__WHAT YOU SHOULD DO__.
Retype each entry below, keeping every character the same.
╭─ MATERIALS PROVIDED
PR #593, opened 2023-12-25
WIP: multiple application windows

vhdirk:
#### Summary

This PR is a draft to allow gtk::Application to be used as root element, paving the way for multiple application windows.

Currently, it is more a POC than anything else. It shuts down instantly and always shows the message:

``` 
(application:296406): Gtk-CRITICAL **: 23:13:26.648: New application windows must be added after the GApplication::startup signal has been emitted.
```

#### Checklist

- [ ] cargo fmt
- [ ] cargo clippy
- [ ] cargo test
- [ ] updated CHANGES.md

### DIFF
--- a/examples/application_async.rs
+++ b/examples/application_async.rs
@@ -1,6 +1,7 @@
+use async_trait::async_trait;
 use gtk::prelude::*;
 use relm4::*;
-use relm4::factory::FactoryVecDeque;
+use relm4::factory::{AsyncFactoryVecDeque, AsyncFactoryComponent};
 use relm4::prelude::*;
 
 struct Window {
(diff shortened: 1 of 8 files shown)


relm4/src/app.rs
```diff
@@ -169,6 +170,55 @@ impl<M: Debug + 'static> RelmApp<M> {
...
+            app,
+            broker,
+            args,
+            ..
+        } = self;
+
+        let hold_guard = Rc::new(RefCell::new(Some(app.hold())));
+        app.connect_window_added(move |_app, _window| {
+            hold_guard.borrow_mut().take();
+        });
```
AaronErhardt, line 189: I think `Rc` is not necessary here and `Cell` should be used instead of `RefCell`. Same for the async version later.

examples/application_async.rs
```diff
@@ -0,0 +1,126 @@
...
+        match msg {
+            AppMsg::Activate(init) => {
+                windows_guard.push_back(init);
+            }
+        }
+    }
+}
+
+fn main() {
+    let app = RelmApp::new("relm4.example.application");
```
AaronErhardt, line 124: This isn't really important, but for consistency, the app id should end with async here.

AaronErhardt (changes requested):
Looks good overall. Does it still not work for async?

PR #614, opened 2024-02-25
Implement TypedGridView

tsmweb:
Typed wrapper implementation for gtk::GridView. Largely based on TypedListView.


AaronErhardt (changes requested):
Looks good, but it would be nice if rustfmt and clippy were fixed and an entry to CHANGES.md was added.

AaronErhardt (approved):
Looks good, thanks!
╰─
__TASK RESPONSE__.
PR #593, opened 2023-12-25
WIP: multiple application windows

vhdirk:
#### Summary

This PR is a draft to allow gtk::Application to be used as root element, paving the way for multiple application windows.

Currently, it is more a POC than anything else. It shuts down instantly and always shows the message:

``` 
(application:296406): Gtk-CRITICAL **: 23:13:26.648: New application windows must be added after the GApplication::startup signal has been emitted.
```

#### Checklist

- [ ] cargo fmt
- [ ] cargo clippy
- [ ] cargo test
- [ ] updated CHANGES.md

### DIFF
--- a/examples/application_async.rs
+++ b/examples/application_async.rs
@@ -1,6 +1,7 @@
+use async_trait::async_trait;
 use gtk::prelude::*;
 use relm4::*;
-use relm4::factory::FactoryVecDeque;
+use relm4::factory::{AsyncFactoryVecDeque, AsyncFactoryComponent};
 use relm4::prelude::*;
 
 struct Window {
(diff shortened: 1 of 8 files shown)


relm4/src/app.rs
```diff
@@ -169,6 +170,55 @@ impl<M: Debug + 'static> RelmApp<M> {
...
+            app,
+            broker,
+            args,
+            ..
+        } = self;
+
+        let hold_guard = Rc::new(RefCell::new(Some(app.hold())));
+        app.connect_window_added(move |_app, _window| {
+            hold_guard.borrow_mut().take();
+        });
```
AaronErhardt, line 189: I think `Rc` is not necessary here and `Cell` should be used instead of `RefCell`. Same for the async version later.

examples/application_async.rs
```diff
@@ -0,0 +1,126 @@
...
+        match msg {
+            AppMsg::Activate(init) => {
+                windows_guard.push_back(init);
+            }
+        }
+    }
+}
+
+fn main() {
+    let app = RelmApp::new("relm4.example.application");
```
AaronErhardt, line 124: This isn't really important, but for consistency, the app id should end with async here.

AaronErhardt (changes requested):
Looks good overall. Does it still not work for async?

PR #614, opened 2024-02-25
Implement TypedGridView

tsmweb:
Typed wrapper implementation for gtk::GridView. Largely based on TypedListView.


AaronErhardt (changes requested):
Looks good, but it would be nice if rustfmt and clippy were fixed and an entry to CHANGES.md was added.

AaronErhardt (approved):
Looks good, thanks!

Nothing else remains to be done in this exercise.